**Task**
Out of all the lines below, count those with the word "otherwise". Give the number only.

START Material shown

PR #14390, opened 2017-12-11
Manualy translations download after SER-1333

nikodamn:
SER-1333 & SER-1476
@Wikia/services-team


keikolaitong:
The translation update looks good.

PR #14394, opened 2017-12-11
SUS-3543: Script to automatically prune old rows from specials.multilookup

mszabo-wikia:
https://wikia-inc.atlassian.net/browse/SUS-3543


macbre:
I don't think we can remove old entries. CoppaTool uses this table to get the list of all wikis given IP made an edit.

PR #14396, opened 2017-12-12
XW-4337 | Integrate mediawiki with article-video service

rybmat:
https://wikia-inc.atlassian.net/browse/XW-4337

Use article-video service to get what featured video should be displayed on a page instead of wikifactory variable

@Wikia/x-wing 

#14416


extensions/wikia/ArticleVideo/ArticleVideo.hooks.php
```diff
@@ -2,9 +2,9 @@
 
 class ArticleVideoHooks {
 	public static function onBeforePageDisplay( \OutputPage $out/*, \Skin $skin*/ ) {
-		$title = RequestContext::getMain()->getTitle()->getPrefixedDBkey();
+		$pageId = RequestContext::getMain()->getTitle()->getArticleID();
```
mszabo-wikia: You can use `$out->getTitle()`

extensions/wikia/ArticleVideo/ArticleVideoContext.class.php
```diff
@@ -5,53 +5,40 @@ class ArticleVideoContext {
...
 	 * Checks if featured video is embedded on given article
 	 *
-	 * @param  string $title Prefixed article title (see: Title::getPrefixedDBkey)
+	 * @param $pageId
 	 *
 	 * @return bool
+	 *
 	 */
-	public static function isFeaturedVideoEmbedded( string $prefixedDbKey ) {
+	public static function isFeaturedVideoEmbedded( $pageId ) {
```
mszabo-wikia: should we add type hint?

mszabo-wikia (changes requested):

hakubo (approved):

mszabo-wikia (approved):

extensions/wikia/AdEngine/AdEngine2ContextService.class.php
```diff
@@ -17,7 +17,9 @@ public function getContext( Title $title, $skinName ) {
 			$adPageTypeService = new AdEngine2PageTypeService();
 			$wikiaPageType = new WikiaPageType();
 			$pageType = $wikiaPageType->getPageType();
-			$hasFeaturedVideo = !empty( $wg->EnableArticleFeaturedVideo ) && ArticleVideoContext::isFeaturedVideoEmbedded( $title->getPrefixedDBkey() );
+			$hasFeaturedVideo = !empty( $wg->EnableArticleFeaturedVideo )
+				&& !empty( $title->getArticleID() )
```
latata: I'd check it inside isFeaturedVideoEmbedded method

extensions/wikia/ArticleVideo/ArticleVideo.hooks.php
```diff
@@ -2,9 +2,9 @@
 
 class ArticleVideoHooks {
 	public static function onBeforePageDisplay( \OutputPage $out/*, \Skin $skin*/ ) {
-		$title = RequestContext::getMain()->getTitle()->getPrefixedDBkey();
+		$pageId = $out->getTitle()->getArticleID();
```
latata: `$articleId`?

extensions/wikia/ArticleVideo/ArticleVideoContext.class.php
```diff
@@ -5,53 +5,39 @@ class ArticleVideoContext {
...
 	 */
-	public static function getFeaturedVideoData( string $prefixedDbKey ) {
+	public static function getFeaturedVideoData( string $pageId ) {
 		$wg = F::app()->wg;
 
-		if ( self::isFeaturedVideoEmbedded( $prefixedDbKey ) ) {
-			$videoData = self::getFeaturedVideos()[$prefixedDbKey];
+		if ( self::isFeaturedVideoEmbedded( $pageId ) ) {
+			$videoData = [];
+			$videoData['mediaId'] = ArticleVideoService::getFeatureVideoForArticle($wg->cityId, $pageId);
```
latata: spaces

includes/wikia/services/ArticleVideoService.class.php
```diff
@@ -0,0 +1,119 @@
...
+			array_filter(
+				self::getFeaturedVideosForWiki( $cityId ),
+				function ( Mapping $mapping ) use ( $pageId ) {
+					return $mapping->getId() === (string) $pageId;
+				}
+			)
+		);
+
+		if ( !empty( $forArticle ) ) {
+			$mediaId = array_pop($forArticle);
```
latata: spaces

includes/wikia/services/ArticleVideoService.class.php
```diff
@@ -0,0 +1,119 @@
...
+	 * @return Mapping[]
+	 * @internal param $pageId
+	 *
+	 */
+	public static function getFeaturedVideosForWiki( string $cityId ): array {
+		$key = wfMemcKey( 'article-video', 'get-for-product', $cityId );
+
+		return WikiaDataAccess::cache(
+			$key,
+			WikiaResponse::CACHE_SHORT,
```
latata: Do we want to give possiblity to purge this cache? For example when adding mapping.

includes/wikia/services/ArticleVideoService.class.php
```diff
@@ -0,0 +1,119 @@
...
+					WikiaLogger::instance()->debug(
+						'could not fetch data from article-video service',
+						[
+							'exception' => $apiException,
+							'status_code' => intval( $apiException->getCode() )
+						]
+					);
+				}
+
+				return $mappings;
```
latata, line 55: is there possibility to return current cached value instead of empty array when api call fails?

extensions/wikia/ArticleVideo/ArticleVideo.hooks.php
```diff
@@ -2,9 +2,9 @@
...
 
-		$featuredVideoData = ArticleVideoContext::getFeaturedVideoData( $title );
+		$featuredVideoData = ArticleVideoContext::getFeaturedVideoData( $pageId );
 
 		if ( !empty( $featuredVideoData ) ) {
 			self::addJWPlayerAssets( $out, $featuredVideoData );
```
latata: Looks like we can remove these arguments.

extensions/wikia/ArticleVideo/ArticleVideo.hooks.php
```diff
@@ -2,9 +2,9 @@
 
 class ArticleVideoHooks {
 	public static function onBeforePageDisplay( \OutputPage $out/*, \Skin $skin*/ ) {
-		$title = RequestContext::getMain()->getTitle()->getPrefixedDBkey();
+		$pageId = $out->getTitle()->getArticleID();
 
-		$featuredVideoData = ArticleVideoContext::getFeaturedVideoData( $title );
+		$featuredVideoData = ArticleVideoContext::getFeaturedVideoData( $pageId );
```
latata: I think we can use `isFeaturedVideoEmbedded` instead of `getFeaturedVideoData`.

includes/wikia/services/ArticleVideoService.class.php
rybmat: I had an idea to do that, but it would require to use second layer of caching and as I discussed it with @hakubo it could be painful when we extend API of the service somewhere in the future.

includes/wikia/services/ArticleVideoService.class.php
rybmat: Staff users will use this tool, they have access to ?mcache=writeonly to check if video works. If we receive feedback that 3h is too long, we'll try to figure it out

extensions/wikia/AdEngine/AdEngine2ContextService.class.php
rybmat: I'd like to leave it here. It should be responsibility of client of given method to provide correct data to the method rather than doing checks within the method. This way logic within the method is clearer and focused on problem it solves. Also we use type hints for parameters, so if null is provided instead of articleId, then php will throw warning

latata (approved):

PR #14398, opened 2017-12-12
ADEN-6383 Fix JW Player tags on featured video pages

nandy-andy:


fraszczakszymon (approved):

extensions/wikia/JWPlayerTag/JWPlayerTagController.class.php
```diff
@@ -38,6 +38,7 @@ public function renderTag( $input, array $args, Parser $parser, PPFrame $frame )
 			RequestContext::getMain()->getTitle()->getPrefixedDBkey()
 		) ) {
 			$script = JSSnippets::addToStack( [
+				'jwplayer_tag_ads_js',
```
latata, line 41: I guess it will cause loading some javascript twice for articles with featured videos. But I'm not sure if there are any articles with both featured video and jwplayer tag video:
`'//extensions/wikia/AdEngine/js/video/player/jwplayer/jwplayerAdsTracking.js',
'//extensions/wikia/AdEngine/js/video/player/jwplayer/jwplayerTracker.js',`

nandy-andy: [The bug](https://wikia-inc.atlassian.net/browse/ADEN-6383) was exactly opposite: JW Player instances generated by `<jwplayer>` tag don't work on featured video pages because there are no ads assets loaded (featured video JW Player instance works). By adding this group here we fix it. If it's not a featured video page it goes to the `else` block and loads two packages. The JS package includes `jwplayer_tag_ads_js` in that case. We still can think of a cleaner way for loading those assets, though.

PR #14407, opened 2017-12-13
SUS-3547 | SpecialRenameuser - preserve Special:UserRenameTool subpage parameter in URL and do not ask for a password when staff renames a different account

macbre:
https://wikia-inc.atlassian.net/browse/SUS-3547

* preserve Special:UserRenameTool subpage parameter in URL

### DIFF
--- a/includes/User.php
+++ b/includes/User.php
@@ -3499,7 +3499,7 @@ class User implements JsonSerializable {
 	/**
 	 * Check to see if the given clear-text password is one of the accepted passwords
 	 * @param $password String: user password.
-	 * @return AuthResult: True if the given password is correct, otherwise False.
+	 * @return AuthResult
 	 */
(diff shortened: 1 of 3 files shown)


includes/User.php
```diff
@@ -3499,7 +3499,7 @@ public function isNewbie() {
 	/**
 	 * Check to see if the given clear-text password is one of the accepted passwords
 	 * @param $password String: user password.
-	 * @return Boolean: True if the given password is correct, otherwise False.
+	 * @return AuthResult: True if the given password is correct, otherwise False.
```
mszabo-wikia: `AuthResult` cannot be `true`

mszabo-wikia (changes requested):

mszabo-wikia (approved):

PR #14422, opened 2017-12-14
ADEN-6198 Fix slot targeting for test pages

nandy-andy:
https://wikia-inc.atlassian.net/browse/ADEN-6198


nandy-andy:
Nope. It needs more time.

PR #15897, opened 2018-08-14
PLATFORM-3615: Make the sitemap available at the previous domain

themech:


extensions/wikia/SitemapXml/SitemapHooks.class.php
```diff
@@ -6,10 +6,72 @@ class SitemapHooks {
...
+		$currentHost = parse_url( WikiFactoryLoader::getCurrentRequestUri( $_SERVER, true, true ), PHP_URL_HOST );
+
+		// We only want to deal with plain HTTP versions of the wikia.com domain
+		if ( !self::shouldCancelRedirect( $currentHost, $title ) ) {
+			return true;
+		}
+
+		$output->cancelRedirect();
+
+		$request->response()->header( 'X-sitemaps-redirect-cancelled: 1' );
```
rogatty: I think the convention is to use capitalized header names, i.e. `X-Sitemaps-Redirect-Cancelled`

Grunny: :+1: Done.

extensions/wikia/SitemapXml/SitemapHooks.class.php
```diff
@@ -6,10 +6,72 @@ class SitemapHooks {
...
+		$wgServer = "http://{$currentHost}";
+		// Reset script path and related variables on language path wikis
+		// so the URLs in the sitemap are correct
+		$wgScriptPath = '';
+		$wgScript = '/index.php';
+		$wgArticlePath = '/wiki/$1';
+		return false;
+	}
+
+	private static function shouldCancelRedirect( $currentHost, Title $targetTitle ): bool {
```
rogatty, line 44: This method is hard to follow. What do you think about adding a unit test for it? Would be easier to reason about it while looking at the test cases.

Grunny: Good point, I've added a unit test for the hook method, which will cover the private method logic.

extensions/wikia/SitemapXml/tests/SitemapHooksTest.php
```diff
@@ -0,0 +1,97 @@
...
+				true
+			],
+			[
+				'https://wookieepedia.wikia.com/sitemap-newsitemapxml-index.xml',
+				'https://starwars.fandom.com/sitemap-newsitemapxml-index.xml',
+				true
+			],
+			[
+				'http://ja.starwars.wikia.com/sitemap-newsitemapxml-index.xml',
+				'https://starwars.fandom.com/sitemap-newsitemapxml-index.xml',
```
rogatty, line 72: Are you sure this case is right? `ja.starwars.wikia.com` -> `starwars.fandom.com` without the lang path doesn't really make sense.

rogatty (approved):

extensions/wikia/SitemapXml/tests/SitemapHooksTest.php
Grunny: The point was just to check it won't prevent the redirect when a language subdomain redirects to one without the language path, and I was just using `starwars.fandom.com` for all of them for consistency. This will be the case for some of the exception non-English wikis that may stay at single subdomains, so for example, `de.starwars.wikia.com` is an alias for `jedipedia.wikia.com`. After the switch, unless we decide to move it under `starwars.fandom.com` (these will be reviewed on a case-by-case basis), this will become `jedipedia.fandom.com`. This is a bad example, since the subdomain itself is different, but the test case is just there to make sure a multiple subdomain alias does not match if the language code is not there on the redirect target.

rogatty: Makes sense, thanks for the explanation!

PR #15908, opened 2018-08-17
in Indexer Evaluation service do not process empty documents

sqreek:
in indexer - when all documents are redirects there is no pageIds for loading content.
if there is no pageIds then [cond](https://github.com/Wikia/app/blob/d62acf03a09b9d9441aa95fe1fac660f9a4fde75/extensions/wikia/Search/classes/IndexService/Evaluation.php#L236]) stays empty and make query like `select rev_page, rev_text_id from revision`

@jsutterfield 
@mixoteric


jsutterfield (approved):
LGTM

PR #15923, opened 2018-08-21
Update getDiscussionStats to get threadCount from all forums

jsutterfield:
The `WikiDetailsService.class::getDiscussionStats` is out of date and returning incorrect information. It's returning the thread count from just the "General" category of a discussion, instead of the thread count of all categories. This PR updates that, which updates the value returned by this API: https://www.sandbox-s2.wikia.com/wikia.php?controller=WikisApi&method=getDetails&format=json&ids=558247&mcache=writeonly

This is the old URL which was being used which only returns data for the general forum: http://prod.sjc.k8s.wikia.net/discussion/558247/forums/558247

And the new one which returns data for all forums which we iterate over to return the combined thread count: http://prod.sjc.k8s.wikia.net/discussion/558247/forums

/cc @Wikia/mobile-apps


includes/wikia/services/WikiDetailsService.class.php
```diff
@@ -280,18 +280,29 @@ protected function cacheWikiData( $wikiInfo, $method = null ) {
...
-		$response = Http::get( "http://$discussionsServiceUrl/$id/forums/$id?limit=1", 'default', [ 'noProxy' => true ] );
-		if ( $response !== false ) {
-			$decodedResponse = json_decode( $response, true );
-			if ( isset( $decodedResponse['threadCount'] ) && json_last_error() === JSON_ERROR_NONE ) {
-				return $decodedResponse['threadCount'];
+		$response = Http::get( "http://$discussionsServiceUrl/$id/forums", 'default', [ 'noProxy' => true ] );
+		$threadCount = 0;
+
+		if ($response === false) {
+			return $threadCount;
```
JakubCie: Shouldn't we return null here? The current behavior is that if wiki doesn't have discussions "discussions" field is not present in the response. I'm not sure but if we return 0 here would it mean that "discussions" field will be present for all wikis (even without discussions)?

jsutterfield: That's a good point! I'll update that.

jsutterfield:
@JakubCie should be good now. Discussion count is returned for communties with discussions (558247 -- clashofclans), but not for those without discussions (51 -- doom):
```bash
james-s:app (fix_discussion_stats) jamessutterfield$ curl -s https://www.sandbox-s2.wikia.com/wikia.php\?controller\=WikisApi\&method\=getDetails\&format\=json\&ids\=558247,51\&mcache\=writeonly | jq '.items[]' | jq '{id, stats}'
{
  "id": 558247,
  "stats": {
    "edits": 524941,
    "articles": 866,
    "pages": 351656,
    "users": 15500943,
    "activeUsers": -1,
    "images": 9576,
    "videos": 1299,
    "admins": 22,
    "discussions": 1370
  }
}
{
  "id": 51,
  "stats": {
    "edits": 109648,
    "articles": 3674,
    "pages": 15085,
    "users": 15500943,
    "activeUsers": 50,
    "images": 5238,
    "videos": 74,
    "admins": 17
  }
}
```

hakubo (approved):

PR #15929, opened 2018-08-23
ADEN-7566 Increase maxCpm to $50 for AppNexus and Rubicon videos.

jacekbj:
(!)  No not merge before updating dependencies after merging https://github.com/Wikia/ad-products/pull/146.


nandy-andy (approved):
Once we have AdEngine3 EVERYWHERE such PRs will contain only a version bump of the dependencies ;)

PR #15934, opened 2018-08-24
(PLATFORM-3658) Add support for both domains in some places in AdEngine

Grunny:
Fix some low hanging fruit and add support for both domains in some places
in AdEngine code.

/cc @Wikia/adeng @Wikia/core-platform-team


extensions/wikia/AdEngine/XDM_iframe.html
```diff
@@ -1,13 +0,0 @@
-<html>
-<body>
-</body>
-<script src="http://athena-ads.wikia.com/athena/XDM.js"></script>
```
Grunny, line 4: This doesn't work anymore, so I assumed we can just remove it.

rogatty (approved):

nandy-andy (approved):

PR #15941, opened 2018-08-28
IRIS-6408 | make title clickable on FC wikis

xkxd:
@Wikia/iris 

https://wikia-inc.atlassian.net/browse/IRIS-6408

### DIFF
--- a/includes/wikia/models/DesignSystemCommunityHeaderModel.class.php
+++ b/includes/wikia/models/DesignSystemCommunityHeaderModel.class.php
@@ -17,7 +17,7 @@ class DesignSystemCommunityHeaderModel extends WikiaModel {
 	private $wikiLocalNavigation = null;
 
 	public function __construct( string $langCode ) {
-		global $wgCityId;
+		global $wgCityId, $wgFandomCreatorCommunityId;
 
 		parent::__construct();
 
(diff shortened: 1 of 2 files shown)


includes/wikia/models/DesignSystemCommunityHeaderModel.class.php
```diff
@@ -17,15 +17,18 @@ class DesignSystemCommunityHeaderModel extends WikiaModel {
...
+		global $wgCityId, $wgFandomCreatorCommunityId;
 
 		parent::__construct();
 
 		$this->productInstanceId = $wgCityId;
 		$this->langCode = $langCode;
 		$this->themeSettings = new ThemeSettings( $wgCityId );
 		$this->settings = $this->themeSettings->getSettings();
-		$this->mainPageUrl = wfProtocolUrlToRelative( Title::newMainPage()->getFullURL() );
+		$this->mainPageUrl = empty( $wgFandomCreatorCommunityId )
```
rybmat, line 28: @xkxd IMO we should move overriding of mainPageUrl to the hook where previously mainpage url was set to /

rybmat (changes requested):

includes/wikia/models/DesignSystemCommunityHeaderModel.class.php
xkxd: mainPageUrl is used in `workmark` as well

rybmat (approved):

PR #15942, opened 2018-08-28
ADEN-7598 Restrict queen_of_hearts to FV pages

fraszczakszymon:


extensions/wikia/AdEngine/js/ml/billTheLizard.js
```diff
@@ -17,11 +17,15 @@ define('ext.wikia.adEngine.ml.billTheLizard', [
...
 
 	function isApplicable(name) {
-		if (name.indexOf('ctp_desktop') === 0) {
-			return adContext.get('targeting.hasFeaturedVideo');
-		}
+		var parts = name.split(':');
 
-		return true;
+		switch (parts[0]) {
+			case 'ctp_desktop':
```
jacekbj, line 23: I think we should start placing literals (like "ctp_desktop" and "queen_of_hearts") in a separate module or just make them exportable `const` in this module.
For now it's OK for now as these strings appear only once, but later the risk of typo/forgetting about one increases.

jacekbj (approved):

PR #15948, opened 2018-08-29
ADEN-7585 Add ctp/audio to FV events

dmnsobczak:


extensions/wikia/AdEngine/js/video/player/jwplayer/jwplayerTracker.js
```diff
@@ -31,14 +35,25 @@ define('ext.wikia.adEngine.video.player.jwplayer.jwplayerTracker', [
 			return;
 		}
 
-		params.withAudio = !player.getConfig().mute;
-
 		Object.keys(trackingEventsMap).forEach(function (playerEvent) {
 			player.on(playerEvent, function(event) {
-				var errorCode;
+				var errorCode,
+					vastParams = event.tag ? vastParser.parse(event.tag) : null;
```
fraszczakszymon: As far as I understand we need to have those flags on init/load events. So we can't base on vast request beacuse it happens to late. Can't we use `params.withAudio` for that?

Also we need to make sure that value is updated

dmnsobczak: You right. Added some code, now status is properly set on `ready` event (`init` is too soon).

extensions/wikia/AdEngine/js/video/player/jwplayer/jwplayerTracker.js
```diff
@@ -31,14 +35,34 @@ define('ext.wikia.adEngine.video.player.jwplayer.jwplayerTracker', [
...
+					if (
+						vastParams.customParams.ctp !== undefined
+						&& params.withCtp !== (vastParams.customParams.ctp === 'yes')
+					) {
+						params.withCtp = vastParams.customParams.ctp === 'yes';
+					}
+
+					if (
+						vastParams.customParams.audio !== undefined
+						&& params.withAudio !== (vastParams.customParams.audio === 'yes')
```
nandy-andy: What do you think of extracting this condition to a method with a descriptive name? It may save some time in the feature when we'll get back to this code ;) What the name would be? `customParamDefinedAndFlagNotSet()`? :)

extensions/wikia/AdEngine/js/video/player/jwplayer/jwplayerTracker.js
```diff
@@ -1,7 +1,9 @@
 /*global define*/
 define('ext.wikia.adEngine.video.player.jwplayer.jwplayerTracker', [
-	'ext.wikia.adEngine.video.player.playerTracker'
-], function (playerTracker) {
+	'ext.wikia.adEngine.video.player.playerTracker',
```
fraszczakszymon, line 3: Remove comma please

extensions/wikia/AdEngine/js/video/player/jwplayer/jwplayerTracker.js
```diff
@@ -31,14 +33,35 @@ define('ext.wikia.adEngine.video.player.jwplayer.jwplayerTracker', [
...
+
+		updateCtpAudio();
 
 		Object.keys(trackingEventsMap).forEach(function (playerEvent) {
 			player.on(playerEvent, function(event) {
 				var errorCode;
-				if (playerEvent === 'adError') {
-					errorCode = event && event.code;
+
+				if (['adRequest', 'adError', 'ready', 'videoStart'].indexOf(playerEvent) !== -1) {
```
fraszczakszymon, line 47: Why do we have 'adRequest', 'adError' in this array if we skip updating?

fraszczakszymon: Discussed offline 👍

extensions/wikia/AdEngine/js/video/player/jwplayer/jwplayerTracker.js
dmnsobczak: Removed 👍

fraszczakszymon (approved):

PR #15965, opened 2018-08-31
ADEN-7549 Disable incontent player for desktop when wgDisableInconten…

jacekbj:
…tPlayer is true.


extensions/wikia/AdEngine/js/run/desktop.run.js
```diff
@@ -142,14 +144,25 @@ require([
...
+	tracker,
 	trackingOptIn,
 	win
 ) {
 	'use strict';
 
 	function initDesktopSlots() {
 		highImpact.init();
-		inContent.init('INCONTENT_PLAYER');
+		if (instantGlobals.wgDisableIncontentPlayer) {
```
fraszczakszymon: This is not an instant global. We need to pass this variable in the `AdEngine2ContextService` and read value from adContext

fraszczakszymon (approved):

fraszczakszymon (approved):

PR #15977, opened 2018-09-03
ADEN-7619 Adding BOTTOM_LEADERBOARD to Blockthrough recovery

dmnsobczak:


extensions/wikia/AdEngine/js/wad/btRecLoader.js
```diff
@@ -14,37 +14,53 @@ define('ext.wikia.adEngine.wad.btRecLoader', [
...
+			},
+			BOTTOM_LEADERBOARD: {
+				uid: '5b8f13805d-188',
+				style: 'margin-bottom:23px; z-index:100;',
+				lazy: true
 			}
 		};
 
-	function markAdSlots(replace) {
+	function markAdSlots(replace, lazySlotName) {
```
nandy-andy: If I understand correctly this method marks ad slots, replaces the one to be recovered and executes vendor's function depending on the 2nd parameter passed to it. It's quite a lot of duties for such a small method ;) What do you think of splitting the responsibilities a little bit? :)

extensions/wikia/AdEngine/js/wad/btRecLoader.js
```diff
@@ -14,37 +14,53 @@ define('ext.wikia.adEngine.wad.btRecLoader', [
 		placementsMap = {
 			TOP_LEADERBOARD: {
 				uid: '5b33d3584c-188',
-				style: 'margin: 10px 0;'
+				style: 'margin:10px 0; z-index:100;',
```
nandy-andy, line 17: 100 should be good enough and it's in the WDS scale: https://github.com/Wikia/app/blob/dev/extensions/wikia/DesignSystem/node_modules/design-system/dist/scss/wds-variables/_z-index-scale.scss#L11

However, I skimmed through our ads code and we use some outdated vars: https://github.com/Wikia/app/blob/1e4ea22073c29ec97beeccda86d068915366d0c5/skins/oasis/css/core/ads-porvata.scss#L4

Anyway, I don't think there is a way to re-use SASS vars in JS, so I think we need to leave it as-is here. Unless there is a way to re-use it...

dmnsobczak: `100` is the exact same value like for `TOP_RIGHT_BOXAD`. And I also don't know how to connect these places with additionally keeping in mind that we need to be compatible with Blockthrough rules and not to make AdBlock developers job easier :(

extensions/wikia/AdEngine/js/wad/btRecLoader.js
dmnsobczak: That's a good observation. I refactored the code a little bit.

extensions/wikia/AdEngine/js/wad/btRecLoader.js
```diff
@@ -14,40 +14,60 @@ define('ext.wikia.adEngine.wad.btRecLoader', [
...
+			},
+			BOTTOM_LEADERBOARD: {
+				uid: '5b8f13805d-188',
+				style: 'margin-bottom:23px; z-index:100;',
+				lazy: true
 			}
 		};
 
-	function markAdSlots(replace) {
+	function markAdSlots(replace, lazySlotName) {
```
fraszczakszymon: It seems that method isn't called with `replace=true` at all. Why do we need this flag?

extensions/wikia/AdEngine/js/wad/btRecLoader.js
```diff
@@ -14,40 +14,60 @@ define('ext.wikia.adEngine.wad.btRecLoader', [
...
 		Object
 			.keys(placementsMap)
 			.forEach(function (key) {
```
fraszczakszymon: We don't need to iterate when lazySlotName is defined. Am I right?

extensions/wikia/AdEngine/js/wad/btRecLoader.js
```diff
@@ -56,13 +76,17 @@ define('ext.wikia.adEngine.wad.btRecLoader', [
 		});
 	}
 
-	function init() {
-		markAdSlots(false);
+	function triggerScript() {
+		win.BT.clearThrough();
```
fraszczakszymon: Is there any chance that it won't be defined?

extensions/wikia/AdEngine/js/wad/btRecLoader.js
fraszczakszymon: What do you think about extracting separate method for `markAdSlot(slotName)` and reuse it in `markAdSlots`

extensions/wikia/AdEngine/js/wad/btRecLoader.js
dmnsobczak: Actually we are not. I left it here since first BT Epic when I was using this at some point of development. Removed.

extensions/wikia/AdEngine/js/wad/btRecLoader.js
dmnsobczak: Good suggestions. Code refactored.

extensions/wikia/AdEngine/js/wad/btRecLoader.js
dmnsobczak: Oh, there is. Check added.

fraszczakszymon (approved):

END Material shown

**Answer to this problem**
3